American investors held $361bn of Chinese stocks and bonds as recently as the end of 2024, according to the US Treasury, but rules introduced last year threaten large fines and imprisonment for those invested in certain high-tech Chinese sectors, such as advanced semiconductors, quantum computing and artificial intelligence.

Several US states have also brought in laws to restrict their public pension funds from investing in Chinese companies.

The restrictions are in response to a growing AI arms race between the US and China and concern within Washington that American investors are helping Beijing develop cutting-edge technologies.

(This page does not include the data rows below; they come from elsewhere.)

PR #532, opened 2021-03-25
Add configuration for stale bot

csadorf:
## Description

Adds configuration for the [stale bot](https://github.com/apps/stale).

I increased the default stale time from 60 days to 90 days to be a bit more conservative.
We can consider to make it more aggressive after some testing time.

Issues labeled 'pinned', 'security', or 'blocked' are ignored.

## Motivation and Context

There are many, many open issues that have become stale that clutter up the issue list and also waste the maintainers time. Using a bot will help de-clutter and make sure that issues that appear to not be as important as originally thought get closed over time.

### DIFF
--- a/.github/stale.yml
+++ b/.github/stale.yml
@@ -8,7 +8,7 @@ exemptLabels:
   - security
   - blocked
 # Label to use when marking an issue as stale
-staleLabel: wontfix
+staleLabel: stale
 # Comment to post when marking an issue as stale. Set to `false` to disable
 markComment: >
   This issue has been automatically marked as stale because it has not had
--- a/.github/stale.yml
+++ b/.github/stale.yml
@@ -1,0 +1,18 @@
+# Number of days of inactivity before an issue becomes stale
+daysUntilStale: 90
+# Number of days of inactivity before a stale issue is closed
+daysUntilClose: 7
+# Issues with these labels will never be considered stale
+exemptLabels:
+  - pinned
+  - security
+  - blocked
+# Label to use when marking an issue as stale
+staleLabel: wontfix
+# Comment to post when marking an issue as stale. Set to `false` to disable
+markComment: >
+  This issue has been automatically marked as stale because it has not had
+  recent activity. It will be closed if no further activity occurs. Thank you
+  for your contributions.
+# Comment to post when closing a stale issue. Set to `false` to disable
+closeComment: false
--- a/.github/stale.yml
+++ b/.github/stale.yml
@@ -1,7 +1,7 @@
 # Number of days of inactivity before an issue becomes stale
-daysUntilStale: 90
+daysUntilStale: 60
 # Number of days of inactivity before a stale issue is closed
-daysUntilClose: 7
+daysUntilClose: 14
 # Issues with these labels will never be considered stale
 exemptLabels:
   - pinned


csadorf:
Once this PR is approved, I will create similar configuration for -flow, -dashboard, and -docs.

.github/stale.yml
```diff
@@ -0,0 +1,18 @@
+# Number of days of inactivity before an issue becomes stale
+daysUntilStale: 90
+# Number of days of inactivity before a stale issue is closed
+daysUntilClose: 7
```
bdice, line 4: I think we want the first "ping" (becoming stale) to be earlier, and the final closure to be later.
```suggestion
daysUntilStale: 30
# Number of days of inactivity before a stale issue is closed
daysUntilClose: 60
```

.github/stale.yml
```diff
@@ -0,0 +1,18 @@
...
+# Issues with these labels will never be considered stale
+exemptLabels:
+  - pinned
+  - security
+  - blocked
+# Label to use when marking an issue as stale
+staleLabel: wontfix
```
bdice, line 11: I don't think "wontfix" means the same thing as "stale" -- "wontfix" sounds like a refusal to ever consider addressing the issue, whereas "stale" just means it hasn't been prioritized.
```suggestion
staleLabel: stale
```

bdice:
> 
> 
> Once this PR is approved, I will create similar configuration for -flow, -dashboard, and -docs.

Could you also add signac-examples? Thank you so much, this is a very helpful maintenance task. 🚀

.github/stale.yml
csadorf: I think 30 days until stay is way too short for the current state and respecting @vyasr wish to be conservative about this. And then 60 days until actually closing it is way too long. How about: 60-14 ?

csadorf: I think 14 days should be more than enough time for anybody involved to respond to this and "prevent" the close. Also keep in mind that we can re-open an issue if needed, it's not like they get deleted.

.github/stale.yml
csadorf: Yeah, true. That also irked me a bit when I copied the config. I think having a dedicated 'stale' label is much better, agreed.

mikemhenry:
Thanks! This is great!

mikemhenry (approved):

.github/stale.yml
vyasr: I agree with @csadorf here, the time between when an issue is marked stale and when it's closed should be relatively short. 60-14 seems like a reasonable compromise. A total of 2.5 months of inactivity is a reasonable limit for when to close.

I agree that we can re-open issues in theory, but my concern has always been that this happens infrequently in practice. Github's search defaults to open issues, and unless people know to search closed ones (or have enough institutional knowledge to remember old closed issues) it's hard to remember. The overhead of open issues is definitely big enough to make this PR worthwhile, just pointing out why I've always been a bit hesitant to rely on the fact that closed issues don't vanish.

csadorf: > I agree with @csadorf here, the time between when an issue is marked stale and when it's closed should be relatively short. 60-14 seems like a reasonable compromise. A total of 2.5 months of inactivity is a reasonable limit for when to close.

Ok, would you prefer to have a prolonged discussion about this then? Otherwise I'd request you approve the PR.

> I agree that we can re-open issues in theory, but my concern has always been that this happens infrequently in practice. Github's search defaults to open issues, and unless people know to search closed ones (or have enough institutional knowledge to remember old closed issues) it's hard to remember. The overhead of open issues is definitely big enough to make this PR worthwhile, just pointing out why I've always been a bit hesitant to rely on the fact that closed issues don't vanish.

I don't think this is a problem. Either a particular issue crops up again and is important enough that there is either some institutional knowledge about it or that people go through the "effort" of also searching closed issues [1] or it is not that important and there simply is a little bit of duplication.

[1] I honestly don't understand that. Whenever I don't find what I'm looking for among the open issues, I of course also search the closed issues to check whether the issue has come up before or has already been resolved. I've certainly encountered auto-closed (stale) issues in this way on which I then simply commented and asked for re-opening.

bdice (approved):

.github/stale.yml
vyasr: Then you're better than me :) That wasn't true for me until maybe a couple of years ago, certainly not during the first few years of my dev life. Unless I knew that an issue previously existed and was closed, I wouldn't have thought to search through closed issues even though I knew it was a possibility. And I certainly see enough duplicate issues (usually of closed issues, but also occasionally of open ones) that this is definitely not a problem that's restricted to me.

vyasr, line 4:
```suggestion
daysUntilStale: 60
# Number of days of inactivity before a stale issue is closed
daysUntilClose: 14
```

vyasr (approved):

PR #543, opened 2021-04-27
Skip pre-checks in favor of pre-commit CI.

bdice:
## Description
I recently enabled pre-commit CI. This can replace the pre-checks currently being run on CircleCI.

## Motivation and Context
Removes redundancy and potentially speeds up CI.

## Types of Changes
- [ ] Documentation update
- [ ] Bug fix
- [x] New feature

## Checklist:

If necessary:

### DIFF
--- a/.circleci/config.yml
+++ b/.circleci/config.yml
@@ -268,31 +268,15 @@ workflows:
   version: 2
   test:
     jobs:
-      - pre-checks
-      - linux-python-39:
-          requires:
-            - pre-checks
-      - linux-python-39-minimal:
-          requires:
-            - pre-checks
-      - linux-python-38:
-          requires:
-            - pre-checks
-      - linux-python-37:
-          requires:
-            - pre-checks
-      - linux-python-36-oldest:
-          requires:
-            - pre-checks
-      - linux-pypy-37:
-          requires:
-            - pre-checks
-      - windows-python-38:
-          requires:
-            - pre-checks
-      - macos-python-3:
-          requires:
-            - pre-checks
+#     - pre-checks
+      - linux-python-39
+      - linux-python-39-minimal
+      - linux-python-38
+      - linux-python-37
+      - linux-python-36-oldest
+      - linux-pypy-37
+      - windows-python-38
+      - macos-python-3
       - check-metadata:
           filters:
             branches:


tommy-waltmann:
Does the other PR use github actions to do pre-commit CI? If CircleCI is handling the pre-commit, we may want to require the pre-commit checks pass before running tests to conserve CI time.

bdice:
> 
> 
> Does the other PR use github actions to do pre-commit CI? If CircleCI is handling the pre-commit, we may want to require the pre-commit checks pass before running tests to conserve CI time.

Pre-commit CI was added as an application, so there is no corresponding PR. You can see it here (may require some kind of permissions, I'm not sure): https://github.com/glotzerlab/signac/settings/installations

The Pre-commit CI service is better than running the pre-commit hooks on CircleCI because it can also update the PR to fix any formatting issues and also keeps the pre-commit configuration updated.

Your comment about conserving CI time is possible, but I think that on average we will see a reduction in time spent waiting for CI if we remove the first step (style checks) that was a dependency for all other steps. The time I would measure is "time from pushing a commit to all checks passing." Concurrency limits on CircleCI (4 runners for the glotzerlab organization) may be a limiting factor some of the time, e.g. if pushes occur to signac, signac-flow, and freud at the same time, but I believe the majority of commits to the repository do pass the style checks so parallelizing that step is helpful. Also, if pre-commit CI catches any style problems, it will push to the branch, which will cancel any queued tests on CircleCI for the "unstylish" commit and queue up tests for the fixed commit.

.circleci/config.yml
```diff
@@ -268,31 +268,15 @@ workflows:
...
-      - linux-pypy-37:
-          requires:
-            - pre-checks
-      - windows-python-38:
-          requires:
-            - pre-checks
-      - macos-python-3:
-          requires:
-            - pre-checks
+#     - pre-checks
```
csadorf, line 271: Why do we keep this comment?

csadorf (approved):
One question, but LGTM overall.

joaander:
> Your comment about conserving CI time is possible, but I think that on average we will see a reduction in time spent waiting for CI if we remove the first step (style checks) that was a dependency for all other steps. The time I would measure is "time from pushing a commit to all checks passing." Concurrency limits on CircleCI (4 runners for the glotzerlab organization) may be a limiting factor some of the time, e.g. if pushes occur to signac, signac-flow, and freud at the same time, but I believe the majority of commits to the repository do pass the style checks so parallelizing that step is helpful. Also, if pre-commit CI catches any style problems, it will push to the branch, which will cancel any queued tests on CircleCI for the "unstylish" commit and queue up tests for the fixed commit.

CircleCI still limits 4 running jobs? If this is every a limit, we should switch to GitHub Actions. Concurrency on GitHub Actions is 60 (though only 5 on mac) for our free Team account: https://docs.github.com/en/actions/reference/usage-limits-billing-and-administration#usage-limits

tommy-waltmann (approved):

.circleci/config.yml
bdice: I was planning to keep this temporarily -- I don't want to remove the `pre-checks` job configuration just yet, until we keep pre-commit CI enabled for a little bit longer.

While asset managers have previously received interest in “ex-China” funds, private equity and hedge fund managers in Singapore and Hong Kong now report demand from US institutional investors for so-called parallel funds. These are replicas of existing funds that exclude certain Chinese sectors. In the past 12 months, an increasing number of asset managers were offering the workarounds in response to investor requests, they said.

“US investors have become highly sensitive to China risk,” said Kher Sheng Lee, co-head of Asia-Pacific at the Alternative Investment Managers Association, which represents more than 2,000 hedge fund managers globally, with combined assets of over $4.5tn. “They still want the Asian growth story but now demand structures that limit spillover.”

“Momentum is building,” he added. “Managers are repurposing familiar fund tools, like side pockets originally built for illiquidity, to manage geopolitical friction.”

Side pockets are typically set up for clients who want to strip out harder-to-sell assets from a fund’s portfolio and increase their liquidity. Now US investors specify Chinese companies and sectors they want excluded.

“These requests from US investors are coming up more and more often, especially for areas like semiconductors,” said a Singapore-based manager of a tech-focused fund. “They are looking to take out their exposure to the most sensitive companies.”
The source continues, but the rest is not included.